Saved data entries:
------------
PR #496, opened 2024-08-02
Add charmcraft part to prime files

carlcsaposs-canonical:
Support for `prime` in `charm` part removed in charmcraft 3


taurus-forever (approved):
It should be deprecated only and should still work... but LGTM to be the future compatible.

paulomach (approved):

PR #503, opened 2024-08-07
DPE-4247 Change binlog retention period

paulomach:
## Issue

Default binlog retention period (30 days) not aligned with other logs retention period (7 days).
Change requested by support team due huge binlogs on Kubeflow deployments.

## Solution

Set binlog retention period to 7 days.


taurus-forever (approved):
@delgod , @7annaba3l please approve!

LGTM, but we might need to improve "re-joining the cluster". When the unit is down longer the retention period, starting unit will not re-join the cluster without the full DB copy (as no binlogs to read from).

Do we need a config option here? Telco normally are not allowed to delete binlogs, they are archived and moved to external storage for the rare cases investigations.

7annaba3l:
This is approved on my end.
@taurus-forever : Indeed, we should archive bin logs  to an ObjectStore after the  retention period. 
Hopefully, this will be part of our backup manager implementation.
For now, we can provide a config parameter to provide binlog retention in days (with a minimum of 1).

shayancanonical (approved):

PR #505, opened 2024-08-09
Install/uninstall plugin in single session

paulomach:
## Issue

Toggling `super_read_only` on a session previous to plugin install can fail due to `super_read_only` toggled by another database process. Toggling is necessary for install plugin on secondaries. 

## Solution

Modify install/uninstall methods to run in a single session.


taurus-forever (approved):
LGTM, tnx!

shayancanonical (approved):

PR #508, opened 2024-08-15
Stabilize integration tests; avoid using equality for comparison of units and compare unit names instead

shayancanonical:
## Issue
Network cut test: https://github.com/canonical/mysql-operator/actions/runs/10397182320/job/28792633963
Replicate data on restart test: https://github.com/canonical/mysql-operator/actions/runs/10397182320/job/28792634154#step:28:425

Both of the above tests fail on retrieving a cluster primary when the old primary is stopped or cut from the network. The reason for this, I believe, is the usage of `==` to compare units. Despite the `unit` and `unit_excluded` is the same, the unit is not excluded (the condition does not hold true). This is why the tests above fail to get primary from the "old primary unit" which does not have a running mysqld.

## Solution
Compare unit names instead

### DIFF
--- a/lib/charms/tempo_k8s/v1/charm_tracing.py
+++ b/lib/charms/tempo_k8s/v1/charm_tracing.py
@@ -224,7 +224,6 @@ def _remove_stale_otel_sdk_packages():
 
 _remove_stale_otel_sdk_packages()
 
-
 import functools
 import inspect
 import logging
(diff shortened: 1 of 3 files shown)


paulomach (approved):
good catch

taurus-forever (approved):
Excellent catch. If you assumplion is true, please share this finding with entire Data team!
------------
EXERCISE GOAL: Word for word, write out each of the records above.

SOLUTION TO THE EXERCISE:
PR #496, opened 2024-08-02
Add charmcraft part to prime files

carlcsaposs-canonical:
Support for `prime` in `charm` part removed in charmcraft 3


taurus-forever (approved):
It should be deprecated only and should still work... but LGTM to be the future compatible.

paulomach (approved):

PR #503, opened 2024-08-07
DPE-4247 Change binlog retention period

paulomach:
## Issue

Default binlog retention period (30 days) not aligned with other logs retention period (7 days).
Change requested by support team due huge binlogs on Kubeflow deployments.

## Solution

Set binlog retention period to 7 days.


taurus-forever (approved):
@delgod , @7annaba3l please approve!

LGTM, but we might need to improve "re-joining the cluster". When the unit is down longer the retention period, starting unit will not re-join the cluster without the full DB copy (as no binlogs to read from).

Do we need a config option here? Telco normally are not allowed to delete binlogs, they are archived and moved to external storage for the rare cases investigations.

7annaba3l:
This is approved on my end.
@taurus-forever : Indeed, we should archive bin logs  to an ObjectStore after the  retention period. 
Hopefully, this will be part of our backup manager implementation.
For now, we can provide a config parameter to provide binlog retention in days (with a minimum of 1).

shayancanonical (approved):

PR #505, opened 2024-08-09
Install/uninstall plugin in single session

paulomach:
## Issue

Toggling `super_read_only` on a session previous to plugin install can fail due to `super_read_only` toggled by another database process. Toggling is necessary for install plugin on secondaries. 

## Solution

Modify install/uninstall methods to run in a single session.


taurus-forever (approved):
LGTM, tnx!

shayancanonical (approved):

PR #508, opened 2024-08-15
Stabilize integration tests; avoid using equality for comparison of units and compare unit names instead

shayancanonical:
## Issue
Network cut test: https://github.com/canonical/mysql-operator/actions/runs/10397182320/job/28792633963
Replicate data on restart test: https://github.com/canonical/mysql-operator/actions/runs/10397182320/job/28792634154#step:28:425

Both of the above tests fail on retrieving a cluster primary when the old primary is stopped or cut from the network. The reason for this, I believe, is the usage of `==` to compare units. Despite the `unit` and `unit_excluded` is the same, the unit is not excluded (the condition does not hold true). This is why the tests above fail to get primary from the "old primary unit" which does not have a running mysqld.

## Solution
Compare unit names instead

### DIFF
--- a/lib/charms/tempo_k8s/v1/charm_tracing.py
+++ b/lib/charms/tempo_k8s/v1/charm_tracing.py
@@ -224,7 +224,6 @@ def _remove_stale_otel_sdk_packages():
 
 _remove_stale_otel_sdk_packages()
 
-
 import functools
 import inspect
 import logging
(diff shortened: 1 of 3 files shown)


paulomach (approved):
good catch

taurus-forever (approved):
Excellent catch. If you assumplion is true, please share this finding with entire Data team!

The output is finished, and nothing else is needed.